Work instruction: In full and word for word, copy the records that follow.

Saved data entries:
*** Block opens ***
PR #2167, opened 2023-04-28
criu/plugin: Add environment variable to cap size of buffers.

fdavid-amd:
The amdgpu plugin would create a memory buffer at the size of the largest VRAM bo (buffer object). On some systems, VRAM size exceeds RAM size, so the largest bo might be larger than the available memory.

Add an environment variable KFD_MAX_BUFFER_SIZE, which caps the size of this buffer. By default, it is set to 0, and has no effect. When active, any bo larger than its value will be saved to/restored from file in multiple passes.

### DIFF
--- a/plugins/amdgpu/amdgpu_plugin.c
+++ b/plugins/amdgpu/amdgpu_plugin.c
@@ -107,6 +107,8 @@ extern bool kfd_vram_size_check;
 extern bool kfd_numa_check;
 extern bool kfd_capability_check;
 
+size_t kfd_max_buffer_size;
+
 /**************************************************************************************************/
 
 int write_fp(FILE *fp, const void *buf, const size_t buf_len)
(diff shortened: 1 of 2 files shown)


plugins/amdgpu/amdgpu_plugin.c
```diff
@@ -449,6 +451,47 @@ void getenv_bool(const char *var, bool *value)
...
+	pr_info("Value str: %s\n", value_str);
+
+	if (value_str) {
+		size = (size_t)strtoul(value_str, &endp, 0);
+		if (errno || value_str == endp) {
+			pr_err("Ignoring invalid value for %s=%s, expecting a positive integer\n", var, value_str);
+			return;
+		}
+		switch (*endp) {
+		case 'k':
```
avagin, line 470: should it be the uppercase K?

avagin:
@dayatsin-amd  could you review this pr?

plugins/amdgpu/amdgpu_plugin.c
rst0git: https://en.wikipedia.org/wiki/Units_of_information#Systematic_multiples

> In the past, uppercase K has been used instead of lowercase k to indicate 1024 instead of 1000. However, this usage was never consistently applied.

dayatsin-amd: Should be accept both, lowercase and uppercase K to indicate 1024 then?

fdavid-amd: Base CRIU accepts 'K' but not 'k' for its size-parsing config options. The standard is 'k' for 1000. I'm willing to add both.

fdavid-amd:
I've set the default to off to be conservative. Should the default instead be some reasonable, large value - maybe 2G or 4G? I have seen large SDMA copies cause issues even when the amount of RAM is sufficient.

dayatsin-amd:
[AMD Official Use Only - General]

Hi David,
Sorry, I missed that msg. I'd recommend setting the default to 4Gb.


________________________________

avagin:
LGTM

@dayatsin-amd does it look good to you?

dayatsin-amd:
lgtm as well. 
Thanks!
*** Block closes ***
Answer below:
PR #2167, opened 2023-04-28
criu/plugin: Add environment variable to cap size of buffers.

fdavid-amd:
The amdgpu plugin would create a memory buffer at the size of the largest VRAM bo (buffer object). On some systems, VRAM size exceeds RAM size, so the largest bo might be larger than the available memory.

Add an environment variable KFD_MAX_BUFFER_SIZE, which caps the size of this buffer. By default, it is set to 0, and has no effect. When active, any bo larger than its value will be saved to/restored from file in multiple passes.

### DIFF
--- a/plugins/amdgpu/amdgpu_plugin.c
+++ b/plugins/amdgpu/amdgpu_plugin.c
@@ -107,6 +107,8 @@ extern bool kfd_vram_size_check;
 extern bool kfd_numa_check;
 extern bool kfd_capability_check;
 
+size_t kfd_max_buffer_size;
+
 /**************************************************************************************************/
 
 int write_fp(FILE *fp, const void *buf, const size_t buf_len)
(diff shortened: 1 of 2 files shown)


plugins/amdgpu/amdgpu_plugin.c
```diff
@@ -449,6 +451,47 @@ void getenv_bool(const char *var, bool *value)
...
+	pr_info("Value str: %s\n", value_str);
+
+	if (value_str) {
+		size = (size_t)strtoul(value_str, &endp, 0);
+		if (errno || value_str == endp) {
+			pr_err("Ignoring invalid value for %s=%s, expecting a positive integer\n", var, value_str);
+			return;
+		}
+		switch (*endp) {
+		case 'k':
```
avagin, line 470: should it be the uppercase K?

avagin:
@dayatsin-amd  could you review this pr?

plugins/amdgpu/amdgpu_plugin.c
rst0git: https://en.wikipedia.org/wiki/Units_of_information#Systematic_multiples

> In the past, uppercase K has been used instead of lowercase k to indicate 1024 instead of 1000. However, this usage was never consistently applied.

dayatsin-amd: Should be accept both, lowercase and uppercase K to indicate 1024 then?

fdavid-amd: Base CRIU accepts 'K' but not 'k' for its size-parsing config options. The standard is 'k' for 1000. I'm willing to add both.

fdavid-amd:
I've set the default to off to be conservative. Should the default instead be some reasonable, large value - maybe 2G or 4G? I have seen large SDMA copies cause issues even when the amount of RAM is sufficient.

dayatsin-amd:
[AMD Official Use Only - General]

Hi David,
Sorry, I missed that msg. I'd recommend setting the default to 4Gb.


________________________________

avagin:
LGTM

@dayatsin-amd does it look good to you?

dayatsin-amd:
lgtm as well. 
Thanks!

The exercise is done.